Possibile che l’esaltazione per il ritorno alla destra della guida del paese gli abbia preso la mano, ma davvero l’iniziativa dei due prelati appare come un pessimo esempio di esercizio pastorale oltre che si senso dell’opportunità e del tempismo. In un paese dove decine di migliaia di famiglie patiscono ancora nelle loro carni la tragedia del colpo di Stato dell’11 settembre 1973 e dei diciassette anni di regime ignominioso che ne sono seguiti, sono semmai molti a non aver pagato per quanto fecero o scelsero di non fare in adesione - aperta o tacita - a quanto la dittatura militare fece.

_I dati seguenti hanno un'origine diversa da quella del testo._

PR #4591, opened 2026-07-24
Avoid recomputing dataclass fields() on every evolve()

sir-sigurd:
*Issue #, if available:* none — follow-up to #4586

*Description of changes:*

`Context.evolve()` and `Validator.evolve()` call `dataclasses.fields()` on every invocation — ~230k calls when linting a large template — rebuilding the fields tuple and re-filtering for `init` fields each time. The init-field name tuple is constant per class, so compute it once per class via a small `lru_cache`d helper in `cfnlint.helpers`, shared by both call sites.

Benchmarks (Apple M-series, warm, v1.53.2 baseline): on a ~330 KB real-world template, wall clock goes 4.20s → 4.11s (best of 6 runs, ~−2%). Modest on its own, but it stacks with #4590 — the two together measured ~−8–9% on two large real-world templates.

Full unit test suite passes (2644 passed, 1 skipped); ruff, ruff-format, isort, and mypy are clean on the changed files.

---

*Prepared with AI assistance (Claude Code).*

### DIFF
--- a/src/cfnlint/context/context.py
+++ b/src/cfnlint/context/context.py
@@ -15,11 +15,6 @@ from typing import TYPE_CHECKING, Any, Deque, Iterator, Set, Tuple
 
 import regex as re
 
-
-@lru_cache(maxsize=None)
-def _init_field_names(cls) -> tuple[str, ...]:
-    return tuple(f.name for f in fields(cls) if f.init)
-
 from cfnlint.context._mappings import Mappings
 from cfnlint.context.conditions._conditions import Conditions
 from cfnlint.context.parameters import ParameterSet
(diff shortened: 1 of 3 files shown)


sir-sigurd:
Closing: I can't demonstrate this change end-to-end, so I don't think it should take up review time.

Follow-up measurement on a same-runner interleaved A/B in CI (ubuntu-latest; 72 real-world templates, ~250–340 KB each; one full-set `cfn-lint` invocation per pass; 3 passes per version, alternating; branch install assertion-verified): 1.53.2 measured 322.5 / 334.8 / 319.9 s vs this branch 353.3 / 344.6 / 340.2 s — no win, if anything slower (caveats: the branch was installed from git while the baseline was the PyPI wheel, and the branch ran second in each round).

Microbenchmarks do show ~1 µs/call saved in `Context.evolve()` / `Validator.evolve()` (~230k such calls linting a large template), but that idealized ~2–4% did not reproduce on any end-to-end instrument I tried (wall clock and CPU time on Apple Silicon, wall clock on a CI runner).

#4590 is unaffected — its improvement separates cleanly from noise (~−7% wall on the same workload).

PR #4594, opened 2026-07-26
fix(codepipeline): stop E3701 flagging Fn::If OutputArtifact names as duplicates

### LINKED ISSUE #4584: E3701 false positive: Fn::If for a CodePipeline OutputArtifacts Name flagged as duplicate output-artifact name

cfn-lint 1.53.1

Windows

### Describe the bug

When an `AWS::CodePipeline::Pipeline` source action sets its `OutputArtifacts` `Name` with an `Fn::If`, cfn-lint reports **E3701 `'<name>' is already a defined 'OutputArtifact' Name`** for *both* branches of the `Fn::If`, even though only one artifact name is ever realized in a rendered template. The two branch names are mutually exclusive under the same condition, so no template ever defines the same output artifact name twice.

This comes up naturally when conditionally using the [full clone](https://docs.aws.amazon.com/codepipeline/latest/userguide/tutorials-github-gitclone.html) output format. A `CODEBUILD_CLONE_REF` artifact may only be consumed by CodeBuild actions, so when a parameter toggles the source between full clone and `CODE_ZIP`, the output artifact is given a different `Name` per mode (via `Fn::If`) so that non-CodeBuild consumers only ever bind to the `CODE_ZIP` artifact. cfn-lint treats the two conditional names as two simultaneous definitions on a single action and flags each as a duplicate of the other.

### Expected behavior

No E3701 is raised. In any rendered template exactly one `Fn::If` branch is realized, so the source action produces a single, uniquely-named output artifact. cfn-lint should resolve the condition scenarios (as it does for other rules) rather than treating the two mutually-exclusive branch names as duplicate definitions.

### Reproduction template

```yaml
Description: >-
  Minimal reproduction of a cfn-lint E3701 false positive. A CodePipeline source
  action whose OutputArtifacts Name is a Fn::If is reported as defining a duplicate
  OutputArtifact name, even though exactly one artifact name is produced in any
  rendered template (the two Fn::If branches are mutually exclusive).

Parameters:
  UseFullClone:
    Type: String
    Default: 'false'
    AllowedValues:
      - 'true'
      - 'false'

Conditions:
  IsFullClone: !Equals [!Ref UseFullClone, 'true']

Resources:
  Pipeline:
    Type: AWS::CodePipeline::Pipeline
    Properties:
      RoleArn: !Sub 'arn:${AWS::Partition}:iam::${AWS::AccountId}:role/example-pipeline-role'
      ArtifactStore:
        Type: S3
        Location: example-artifact-bucket
      Stages:
        - Name: Source
          Actions:
            - Name: Source
              ActionTypeId:
                Category: Source
                Owner: AWS
                Provider: CodeStarSourceConnection
                Version: '1'
              Configuration:
                ConnectionArn: !Sub 'arn:${AWS::Partition}:codeconnections:${AWS::Region}:${AWS::AccountId}:connection/11111111-1111-1111-1111-111111111111'
                FullRepositoryId: example-org/example-repo
                BranchName: main
                OutputArtifactFormat: !If [IsFullClone, CODEBUILD_CLONE_REF, CODE_ZIP]
              OutputArtifacts:
                - Name: !If [IsFullClone, SourceGit, SourceZip]
              RunOrder: 1
        - Name: Build
          Actions:
            - Name: Build
              ActionTypeId:
                Category: Build
                Owner: AWS
                Provider: CodeBuild
                Version: '1'
              Configuration:
                ProjectName: example-build-project
              InputArtifacts:
                - Name: !If [IsFullClone, SourceGit, SourceZip]
              RunOrder: 1
```

### Command and output

```
> cfn-lint template.yaml
E3701 'SourceGit' is already a defined 'OutputArtifact' Name
template.yaml:46:43
E3701 'SourceZip' is already a defined 'OutputArtifact' Name
template.yaml:46:54
```

### Notes

Possibly related to (but distinct from) #4001, which is also E3701 but for a different scenario (multiple pipeline resources defined in one template). This report is specifically about a single conditional `OutputArtifacts` `Name` (`Fn::If`) on one action.

Sanjays2402:
*Issue #, if available:* Fixes #4584

*Description of changes:*

An `OutputArtifacts` `Name` given as an `Fn::If` is visited twice per branch at the identical path, so E3701 compared the second visit against the entry it had just recorded for itself and reported the name as already defined. The rule now records the instance path with each name and skips same-path entries; genuine duplicates at different paths still error.

### DIFF
--- a/src/cfnlint/rules/resources/codepipeline/PipelineArtifactNames.py
+++ b/src/cfnlint/rules/resources/codepipeline/PipelineArtifactNames.py
@@ -30,7 +30,7 @@ class PipelineArtifactNames(CfnLintKeyword):
                 "Resources/AWS::CodePipeline::Pipeline/Properties/Stages/*/Actions/*/OutputArtifacts/*/Name",
             ],
         )
-        self._output_artifact_names: dict[str, list[tuple[str, dict]]] = {}
+        self._output_artifact_names: dict[str, list[tuple[str, dict, tuple]]] = {}
 
     def initialize(self, cfn):
         self._output_artifact_names = {}
@@ -49,11 +49,14 @@ class PipelineArtifactNames(CfnLintKeyword):
         if resource_name not in self._output_artifact_names:
             self._output_artifact_names[resource_name] = []
 
+        path = tuple(validator.context.path.path)
         if "OutputArtifacts" in validator.context.path.path:
-            for output_name, output_condition in self._output_artifact_names[
-                resource_name
-            ]:
-                if output_name != instance:
+            for (
+                output_name,
+                output_condition,
+                output_path,
+            ) in self._output_artifact_names[resource_name]:
+                if output_name != instance or output_path == path:
                     continue
                 try:
                     validator.evolve(
@@ -72,10 +75,10 @@ class PipelineArtifactNames(CfnLintKeyword):
                     pass
 
             self._output_artifact_names[resource_name].append(
-                (instance, validator.context.conditions.status)
+                (instance, validator.context.conditions.status, path)
             )
         elif "InputArtifacts" in validator.context.path.path:
-            for output_name, output_condition in self._output_artifact_names[
+            for output_name, output_condition, _ in self._output_artifact_names[
                 resource_name
             ]:
                 if output_name != instance:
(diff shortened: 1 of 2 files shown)


kddejong:
Thanks for the fix and the clear diagnosis, @Sanjays2402 — your root cause is spot on: an `Fn::If` `OutputArtifacts` `Name` is visited multiple times at the same path, so E3701 compared it against its own recorded entry.

This was fixed in parallel by #4596 (merged, released in v1.53.3), which takes the same approach — records the instance path with each name and skips the same-path self-visit. I confirmed on current `main` that the #4584 repro no longer raises E3701, so this change is now superseded and would conflict with the merged code (it's based on the pre-#4596 2-tuple structure).

Closing as already-resolved by #4596. Really appreciate the contribution — sorry it got fixed concurrently. 🙏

Quella dei prelati cileni (che, va detto, come gli argentini, rappresentano una gerarchia ecclesiale che non si oppose mai ai golpisti ma anzi, offrì loro ogni supporto) sembra ispirarsi a quanto avvenne in Argentina, con le due immonde leggi definite “Obediencia debida” e “Punto final”. In pratica due gigantesche operazioni di amnistìa per i militari autori della morte di trentamila persone, con l’assunto giuridico della non responsabilità oggettiva per chi obbedisce ad ordini e delinque nell’esercizio del suo dovere. Ci volle il Presidente Kirchner per azzerarle e rimettere la verità seduta al fianco della giustizia.

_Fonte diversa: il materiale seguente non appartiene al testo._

PR #4662, opened 2026-08-28
fix: Defer schema metadata updates until install succeeds

Fail-Safe:
*Issue #, if available:*

N/A

*Description of changes:*

The enhanced schema updater previously persisted the ETag obtained by its HEAD request before the schema archive was downloaded and installed. If the download, extraction, or installation failed, the existing schemas could be paired with the new ETag, causing subsequent update checks to incorrectly report that the cache was current.

This change:

- Retains candidate metadata in memory until the schema archive is installed successfully.
- Preserves existing metadata when downloading, extracting, or replacing schema files fails.
- Keeps the cached retrieval helper behavior compatible while deferring its metadata write until retrieval succeeds.
- Reports whether metadata was preserved, committed, or could not be committed.
- Adds regression coverage for HTTP 403 responses, corrupt archives, atomic replacement failures, metadata write failures, and successful installation.

Validation:

- tox -e py313: 2814 passed, 4 deselected
- pre-commit run --all-files: all hooks passed

### DIFF
--- a/src/cfnlint/helpers.py
+++ b/src/cfnlint/helpers.py
@@ -562,6 +562,21 @@ def get_url_content(url, caching=False):
     return content
 
 
+def get_url_metadata(url: str) -> tuple[dict[str, Any], str] | None:
+    """Get updated cache metadata for a URL without persisting it."""
+    req = Request(url, method="HEAD")
+    with urlopen(req) as res:
+        etag = res.info().get("ETag")
+        if not etag:
+            return None
+
+        metadata_filename = get_metadata_filename(url)
+        metadata = load_metadata(metadata_filename)
+        metadata["etag"] = etag
+        metadata["url"] = url
+        return metadata, metadata_filename
+
+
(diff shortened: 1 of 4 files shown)


kddejong (approved):
Reviewed and validated locally — traced the logic and ran the affected suites (test/unit/module/helpers/test_get_url_retrieve.py and test/unit/module/schema/test_manager.py, plus the broader schema/helpers dirs): all pass.

The fix is correct: the ETag/metadata is now persisted only after a successful download *and* install, so a failed download/extract/replace leaves the prior ETag intact and the next update re-attempts instead of reporting a stale cache as current. Failure-path coverage (403, corrupt zip, atomic-replace OSError, post-install metadata-write OSError) is thorough.

Note: after this change, get_url_retrieve's `caching=True` path is no longer used in production (the manager manages metadata itself). Will follow up with a cleanup PR to drop the dead parameter.

PR #4707, opened 2026-09-14
Skip stale FSx Lustre PERSISTENT_2 capacity warning

### LINKED ISSUE #4706: FSx Lustre max size false positive W1030

1.56.3

Mac

### Describe the bug

Linter is throwing a warning about maximum 65536 FSx Lustre size that seems to be a historical artifact that no longer applies.
```bash
chchangu@7cf34dd94b80 templates % cfn-lint w1030-bug.yml
W1030 {'Ref': 'StorageCapacityGiB'} is greater than the maximum of 65536 when 'Ref' is resolved at 'Resources/LustreScratch/Properties/StorageCapacity'
w1030-bug.yml:11:5
```

(AI analysis follows)
  Where 65,536 GiB (64 TiB) came from
  
  At GA and for the early SCRATCH_1 / SCRATCH_2 / PERSISTENT_1 deployment types, the StorageCapacity API/CloudFormation limit was valid values from 1,200 GiB up to a maximum of 65,536 GiB (64 TiB). This cap was documented directly in the FSx API reference and CloudFormation LustreConfiguration docs for those deployment types.
  
  AWS raised the limits over time:
  - PERSISTENT_2 (introduced later) supports much larger file systems — into the hundreds of TiB / PiB range depending on PerUnitStorageThroughput, well beyond 64 TiB.
  - The old 64 TiB cap was specific to the earlier deployment types and their PerUnitStorageThroughput tiers.
  
  Current constraints (they depend on deployment type)
  StorageCapacity valid values today vary by deployment type:
  - PERSISTENT_2 (SSD): 1,200 GiB, then increments of 2,400 GiB, with a much higher ceiling
  
  The authoritative, current values live in the CloudFormation AWS::FSx::FileSystem (https://docs.aws.amazon.com/AWSCloudFormation/latest/TemplateReference/aws-resource-fsx-filesystem.html#cfn-fsx-filesystem-storagecapacity) reference. Lustre can go >> 64 TiB.

### Expected behavior

Clean lint, no warning.

### Reproduction template

```yaml

Parameters:
  SubnetId:
    Type: AWS::EC2::Subnet::Id
  StorageCapacityGiB:
    Type: Number
    Description: FSx Lustre storage capacity in GiB. Must be 1200, 2400, or a multiple of 2400.
    Default: 1200
    MaxValue: 460800
    AllowedValues:
      - 1200
      - 460800

Resources:
  LustreScratch:
    Type: AWS::FSx::FileSystem
    Properties:
      FileSystemType: LUSTRE
      FileSystemTypeVersion: "2.15"
      LustreConfiguration:
        DataCompressionType: LZ4
        DeploymentType: PERSISTENT_2
        PerUnitStorageThroughput: 125
        MetadataConfiguration:
          Mode: AUTOMATIC
      StorageCapacity: !Ref StorageCapacityGiB
      StorageType: SSD
      SubnetIds:
        - !Ref SubnetId
```

0xTaoZ:
## What

Fixes #4706 by suppressing the stale 65,536 GiB resolved-Ref maximum warning only for `AWS::FSx::FileSystem` resources that are Lustre `PERSISTENT_2`.

## Why

The current CloudFormation docs make Lustre `StorageCapacity` depend on storage type and deployment type. `PERSISTENT_2` can validly exceed the older 64 TiB cap, but the enhanced provider schema still has a generic `maximum: 65536`, which makes `W1030` warn on a parameter `MaxValue` such as 460800.

The guard is intentionally narrow: non-`PERSISTENT_2` Lustre configurations still keep the existing maximum validation.

## Validation

- `.venv/bin/python -m pytest test/unit/rules/functions/test_ref.py test/unit/rules/resources/properties/test_properties.py -q`
- `.venv/bin/python -m pytest test/unit/rules/functions -q`
- `.venv/bin/ruff check src/cfnlint/rules/functions/_BaseFn.py src/cfnlint/rules/functions/Ref.py test/unit/rules/functions/test_ref.py src/cfnlint/rules/resources/properties/Properties.py test/unit/rules/resources/properties/test_properties.py`
- `.venv/bin/ruff format --check src/cfnlint/rules/functions/_BaseFn.py src/cfnlint/rules/functions/Ref.py test/unit/rules/functions/test_ref.py src/cfnlint/rules/resources/properties/Properties.py test/unit/rules/resources/properties/test_properties.py`
- `git diff --check`
- API smoke with the latest enhanced schemas release and the issue reproducer: `count 0` matches


kddejong:
Thanks for digging into this, @0xTaoZ, and for the clear reproducer — the diagnosis of the stale 65,536 GiB cap on Lustre `PERSISTENT_2` was spot on.

We're going to fix this at the schema layer rather than in the `Ref` rule, so I'm closing this in favor of two changes:

- **aws-cloudformation/resource-provider-enhanced-schemas#37** (merged) — removes the unconditional `minimum: 32` / `maximum: 65536` patch on `StorageCapacity`. Those two numbers are actually the FSx for **Windows File Server** SSD limits, and the patch was applying them to *every* `FileSystemType` — so the stale cap was wrong for Lustre, OpenZFS, and ONTAP, not just `PERSISTENT_2`.
- **#4708** — adds rule **E3725** with an `if/then` extension that encodes the correct per-`FileSystemType` bounds (Windows 32–65536, OpenZFS 64–524288, Lustre min 1200, ONTAP min 1024). Lustre and ONTAP get **no maximum**, because the documented Lustre ceiling is an adjustable, account-level Service Quota rather than a static per-file-system limit — so there's no fixed number that belongs in a schema.

Two reasons we went this route instead of suppressing the resolved-`Ref` error:

1. **Layer.** The root cause is stale schema data, so fixing the data corrects it for literal values and every intrinsic function (not just `Ref`), in all regions, with no imperative code. A hardcoded `65536` check in `Ref.py` also silently keeps validating the wrong number and only covers the `Ref` path.
2. **Scope.** Keying on `PERSISTENT_2` leaves the same false warning in place for `SCRATCH_2` / `PERSISTENT_1` Lustre file systems above 64 TiB. The stale cap is wrong for all Lustre deployment types, so the fix keys on `FileSystemType: LUSTRE`.

Really appreciate the report and the investigation — it's what surfaced the underlying schema bug. 🙏

PR #2116, opened 2019-06-20
Prevent importing role addresses as subscribers [MAILPOET-2101]

pavel-mailpoet:


assets/js/src/subscribers/importExport/import.jsx
```diff
@@ -157,17 +157,26 @@ jQuery(document).ready(() => {
...
       jQuery('#subscribers_data_parse_results').html(
         subscribersDataParseResultsTemplate(importResults)
       );
     }
 
     jQuery('.mailpoet_subscribers_data_parse_results_details_show')
-      .click((event) => {
+      .click(function detailsClick() {
         const details = jQuery('.mailpoet_subscribers_data_parse_results_details');
         jQuery(details).toggle();
```
NeosinneR: Not part of this issue, but `jQuery(details).toggle();` can be also written as `details.toggle();` - the `jQuery` is unnecessary.

PR #2121, opened 2019-06-20
Move Symfony polyfills to vendor-prefixed [MAILPOET-2011]

pavel-mailpoet:


prefixer/scoper.inc.php
```diff
@@ -35,7 +35,16 @@
   'patchers' => [
     function (string $filePath, string $prefix, string $contents): string {
       // Change the contents here.
-
+      if (
+        strpos($filePath, 'vendor/symfony/polyfill-mbstring/bootstrap.php')
+        || strpos($filePath, 'vendor/symfony/polyfill-php72/bootstrap.php')
+      ) {
+        return preg_replace(
```
JanJakes: It's not very important but I'd suggest using just `str_replace`.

Il fatto significativo è che persino una parte della stessa detra cilena, l’UDI, ha rigettato la proposta indecente. “Se la chiesa vuole aiutare i detenuti malati o anziani - si legge in una nota del partito - esistono i benefici carcerari cui riferirsi”. Benefici di cui pare godano sin troppo i macellai del defunto Pinochet. A detta di molti dei militanti dei diversi gruppi per la difesa dei diritti umani che operano in Cile, infatti, proprio le condizioni della prigionia di molti dei gerarchi e dei torturatori del regime destano scandalo, dal momento che la loro detenzione la si può definire piuttosto blanda.
Risposta ancora più netta, naturalmente, da parte della Concertacìòn, la coalizione del centrosinistra oggi all’opposizione. La Democrazia Cristiana ha ricordato che il tema non può nemmeno essere messo all’ordine del giorno, vista la firma del Cile sui Trattati Internazionali: “sfortunatamente per i vescovi - ha detto il capogruppo DC al Parlamento - le violazioni dei diritti umani non sono soggette a prescrizione e non possono essere oggetto d’indulto, dunque la discussione non può nemmeno aprirsi”.
In attesa comunque di capire come il Governo di Piñera intenda sostenere la richiesta degli alti prelati, la portavoce del governo, Ena Von Baer, ha spiegato che “il presidente rifletterà su questa proposta e prenderà una decisione in base agli impegni presi dal governo nei confronti della verità, della giustizia, dell'unità nazionale, della sicurezza dei cittadini e delle considerazioni di carattere umanitario”.
Dichiarazione ambigua, come si capisce, che fa pensare ad una sorta di gioco di sponda tra Chiesa e governo per rimettere in libertà i fedeli funzionari del terrore pinochettista. A tale proposito, infatti, va registrato quanto detto dal Ministro della Giustizia Felipe Bulnes, per il quale “il perdono non fa parte del programma di governo e che Piñera, con questo gesto, risponderà solo a una richiesta avanzata dai vescovi”.
Mente il ministro e a smentirlo arriva proprio un suo collega, il Ministro della Difesa Jaime Ravinet: “Circa un mese fa, abbiamo inviato un rapporto confidenziale al presidente, che è colui che ha l’autorità legale per proporre o emanare indulti”.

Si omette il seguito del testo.